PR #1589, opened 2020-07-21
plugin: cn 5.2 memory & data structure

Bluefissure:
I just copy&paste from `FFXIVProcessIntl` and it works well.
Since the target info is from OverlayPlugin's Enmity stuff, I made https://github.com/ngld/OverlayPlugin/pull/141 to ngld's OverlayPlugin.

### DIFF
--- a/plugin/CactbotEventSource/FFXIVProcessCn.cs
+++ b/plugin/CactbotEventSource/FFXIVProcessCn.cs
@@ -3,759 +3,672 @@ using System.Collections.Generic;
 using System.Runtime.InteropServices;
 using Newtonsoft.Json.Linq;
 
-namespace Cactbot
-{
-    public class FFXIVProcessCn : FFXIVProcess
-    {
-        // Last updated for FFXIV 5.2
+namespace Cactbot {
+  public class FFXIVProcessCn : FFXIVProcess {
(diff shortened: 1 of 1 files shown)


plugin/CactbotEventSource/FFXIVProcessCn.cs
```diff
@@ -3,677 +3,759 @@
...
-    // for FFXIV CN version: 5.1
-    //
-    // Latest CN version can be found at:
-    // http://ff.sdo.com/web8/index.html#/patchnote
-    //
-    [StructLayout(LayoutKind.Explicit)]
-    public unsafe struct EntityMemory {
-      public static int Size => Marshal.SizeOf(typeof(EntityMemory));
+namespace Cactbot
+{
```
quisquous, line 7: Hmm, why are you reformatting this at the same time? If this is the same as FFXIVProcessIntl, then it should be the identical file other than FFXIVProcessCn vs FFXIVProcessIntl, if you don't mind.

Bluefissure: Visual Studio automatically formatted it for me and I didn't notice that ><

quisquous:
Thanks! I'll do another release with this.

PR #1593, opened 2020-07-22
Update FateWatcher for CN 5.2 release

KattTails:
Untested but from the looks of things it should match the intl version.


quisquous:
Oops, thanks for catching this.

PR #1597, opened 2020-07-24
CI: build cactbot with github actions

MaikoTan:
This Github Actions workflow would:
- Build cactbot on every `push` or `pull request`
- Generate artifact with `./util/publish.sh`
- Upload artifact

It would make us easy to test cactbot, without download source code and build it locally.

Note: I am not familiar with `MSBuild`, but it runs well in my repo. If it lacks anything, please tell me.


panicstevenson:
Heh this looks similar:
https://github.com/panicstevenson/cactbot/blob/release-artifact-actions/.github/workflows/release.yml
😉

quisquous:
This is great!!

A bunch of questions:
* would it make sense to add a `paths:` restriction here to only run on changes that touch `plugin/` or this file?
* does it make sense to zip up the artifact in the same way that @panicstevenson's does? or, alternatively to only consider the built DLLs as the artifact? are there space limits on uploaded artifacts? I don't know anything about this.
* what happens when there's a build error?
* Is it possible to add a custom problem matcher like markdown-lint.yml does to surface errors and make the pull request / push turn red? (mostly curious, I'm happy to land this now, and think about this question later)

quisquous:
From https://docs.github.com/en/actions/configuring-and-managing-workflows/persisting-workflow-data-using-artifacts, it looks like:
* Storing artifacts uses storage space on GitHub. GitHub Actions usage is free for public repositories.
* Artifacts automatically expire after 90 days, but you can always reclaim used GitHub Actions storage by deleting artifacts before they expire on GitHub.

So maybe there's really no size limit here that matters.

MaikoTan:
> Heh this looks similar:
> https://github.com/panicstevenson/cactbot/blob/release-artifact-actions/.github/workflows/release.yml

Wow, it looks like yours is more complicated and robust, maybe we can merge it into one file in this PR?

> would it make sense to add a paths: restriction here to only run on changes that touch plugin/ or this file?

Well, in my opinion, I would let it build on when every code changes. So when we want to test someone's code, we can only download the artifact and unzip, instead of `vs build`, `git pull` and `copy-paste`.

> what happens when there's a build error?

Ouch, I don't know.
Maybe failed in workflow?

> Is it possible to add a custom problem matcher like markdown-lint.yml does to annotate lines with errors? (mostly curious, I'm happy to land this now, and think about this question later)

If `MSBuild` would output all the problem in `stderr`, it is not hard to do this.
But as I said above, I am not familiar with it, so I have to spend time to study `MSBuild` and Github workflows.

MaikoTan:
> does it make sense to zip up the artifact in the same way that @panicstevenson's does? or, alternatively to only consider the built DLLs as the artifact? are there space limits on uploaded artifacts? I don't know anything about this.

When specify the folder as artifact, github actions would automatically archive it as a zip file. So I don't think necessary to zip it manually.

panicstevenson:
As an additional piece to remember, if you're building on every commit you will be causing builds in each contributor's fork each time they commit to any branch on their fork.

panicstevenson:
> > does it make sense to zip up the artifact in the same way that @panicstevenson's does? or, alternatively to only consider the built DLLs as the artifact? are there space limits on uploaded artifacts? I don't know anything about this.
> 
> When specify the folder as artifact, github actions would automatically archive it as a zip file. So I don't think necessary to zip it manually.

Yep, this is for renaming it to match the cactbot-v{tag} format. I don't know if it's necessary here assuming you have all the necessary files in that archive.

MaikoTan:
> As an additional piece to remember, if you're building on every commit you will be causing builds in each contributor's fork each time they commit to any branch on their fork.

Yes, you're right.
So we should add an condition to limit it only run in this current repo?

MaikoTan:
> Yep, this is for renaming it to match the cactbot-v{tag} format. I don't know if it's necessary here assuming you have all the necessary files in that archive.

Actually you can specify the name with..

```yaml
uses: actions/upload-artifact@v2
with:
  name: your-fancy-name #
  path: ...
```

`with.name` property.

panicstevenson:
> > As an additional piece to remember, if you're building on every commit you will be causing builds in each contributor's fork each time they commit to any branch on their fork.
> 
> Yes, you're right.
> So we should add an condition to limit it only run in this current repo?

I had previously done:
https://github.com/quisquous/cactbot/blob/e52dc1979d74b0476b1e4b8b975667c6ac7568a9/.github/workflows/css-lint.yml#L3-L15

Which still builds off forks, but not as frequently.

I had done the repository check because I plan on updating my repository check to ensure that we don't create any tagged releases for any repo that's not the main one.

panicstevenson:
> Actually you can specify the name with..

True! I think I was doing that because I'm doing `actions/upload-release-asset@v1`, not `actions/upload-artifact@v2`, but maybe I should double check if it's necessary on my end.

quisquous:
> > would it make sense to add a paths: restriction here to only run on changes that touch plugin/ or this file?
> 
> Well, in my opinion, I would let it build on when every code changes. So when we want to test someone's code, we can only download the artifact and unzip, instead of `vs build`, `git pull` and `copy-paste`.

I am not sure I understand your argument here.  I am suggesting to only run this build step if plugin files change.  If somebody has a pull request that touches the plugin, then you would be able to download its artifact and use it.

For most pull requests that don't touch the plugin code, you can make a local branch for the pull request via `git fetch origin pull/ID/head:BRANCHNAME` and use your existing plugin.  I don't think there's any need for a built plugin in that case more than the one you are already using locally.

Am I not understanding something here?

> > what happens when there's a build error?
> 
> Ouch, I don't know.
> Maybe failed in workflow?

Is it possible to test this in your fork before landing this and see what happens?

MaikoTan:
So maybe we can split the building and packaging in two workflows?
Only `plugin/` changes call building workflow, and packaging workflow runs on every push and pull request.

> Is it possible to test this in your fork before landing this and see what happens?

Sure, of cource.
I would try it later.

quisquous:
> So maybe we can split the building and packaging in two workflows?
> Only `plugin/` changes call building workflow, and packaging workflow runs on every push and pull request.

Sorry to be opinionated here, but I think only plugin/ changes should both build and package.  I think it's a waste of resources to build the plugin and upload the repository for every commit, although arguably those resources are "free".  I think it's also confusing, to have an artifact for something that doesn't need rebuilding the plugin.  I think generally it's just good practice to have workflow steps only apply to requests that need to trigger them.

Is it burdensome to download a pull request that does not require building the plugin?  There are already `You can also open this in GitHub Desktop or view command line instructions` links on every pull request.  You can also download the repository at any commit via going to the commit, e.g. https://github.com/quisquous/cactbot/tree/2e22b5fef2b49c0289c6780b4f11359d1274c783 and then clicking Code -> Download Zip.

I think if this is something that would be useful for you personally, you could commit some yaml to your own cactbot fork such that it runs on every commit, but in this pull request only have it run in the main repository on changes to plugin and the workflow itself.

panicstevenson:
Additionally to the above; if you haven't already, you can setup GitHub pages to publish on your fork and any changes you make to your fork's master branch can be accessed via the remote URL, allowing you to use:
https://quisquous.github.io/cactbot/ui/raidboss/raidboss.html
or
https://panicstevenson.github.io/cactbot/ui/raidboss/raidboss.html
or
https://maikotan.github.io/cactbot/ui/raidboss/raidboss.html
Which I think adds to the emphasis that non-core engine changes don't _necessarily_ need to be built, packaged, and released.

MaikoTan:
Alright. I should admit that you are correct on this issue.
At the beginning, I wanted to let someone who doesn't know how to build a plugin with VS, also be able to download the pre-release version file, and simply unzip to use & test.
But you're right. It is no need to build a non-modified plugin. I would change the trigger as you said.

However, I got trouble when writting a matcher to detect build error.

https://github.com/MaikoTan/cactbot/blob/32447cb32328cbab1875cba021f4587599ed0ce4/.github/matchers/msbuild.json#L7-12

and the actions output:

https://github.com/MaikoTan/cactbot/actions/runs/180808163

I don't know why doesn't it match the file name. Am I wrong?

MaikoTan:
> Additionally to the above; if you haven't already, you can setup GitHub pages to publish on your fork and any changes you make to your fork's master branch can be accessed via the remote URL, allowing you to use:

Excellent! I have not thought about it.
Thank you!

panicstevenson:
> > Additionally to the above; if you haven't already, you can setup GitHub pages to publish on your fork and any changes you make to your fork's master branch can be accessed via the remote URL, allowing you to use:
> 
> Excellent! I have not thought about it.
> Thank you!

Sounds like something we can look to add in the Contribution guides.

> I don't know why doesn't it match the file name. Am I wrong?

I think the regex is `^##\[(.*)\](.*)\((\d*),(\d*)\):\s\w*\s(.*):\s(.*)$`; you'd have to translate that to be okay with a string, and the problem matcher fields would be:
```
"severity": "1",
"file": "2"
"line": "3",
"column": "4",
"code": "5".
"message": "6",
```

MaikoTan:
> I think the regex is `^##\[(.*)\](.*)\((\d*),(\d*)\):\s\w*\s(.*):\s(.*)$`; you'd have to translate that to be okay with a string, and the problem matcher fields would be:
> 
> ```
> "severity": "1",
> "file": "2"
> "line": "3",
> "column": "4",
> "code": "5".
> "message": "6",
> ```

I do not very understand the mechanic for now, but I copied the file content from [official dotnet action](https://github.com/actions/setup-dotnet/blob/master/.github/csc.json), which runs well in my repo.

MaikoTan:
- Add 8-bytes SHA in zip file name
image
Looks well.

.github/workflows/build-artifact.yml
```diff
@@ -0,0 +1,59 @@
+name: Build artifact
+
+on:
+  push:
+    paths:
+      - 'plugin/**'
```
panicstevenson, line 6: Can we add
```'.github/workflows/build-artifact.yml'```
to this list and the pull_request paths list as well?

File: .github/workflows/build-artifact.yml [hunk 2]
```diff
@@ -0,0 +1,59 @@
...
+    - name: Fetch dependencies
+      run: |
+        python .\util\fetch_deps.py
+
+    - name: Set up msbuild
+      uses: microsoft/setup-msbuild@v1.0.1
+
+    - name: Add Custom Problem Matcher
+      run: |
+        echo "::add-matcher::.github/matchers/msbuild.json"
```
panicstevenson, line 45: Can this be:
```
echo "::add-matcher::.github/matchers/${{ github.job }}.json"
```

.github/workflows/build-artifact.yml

□ □ □ □ □ □ □

#### What you will do
Counting only lines that hold the word "FFXIVProcessCn", state how many the material contains, and add nothing.

#### Final answer
6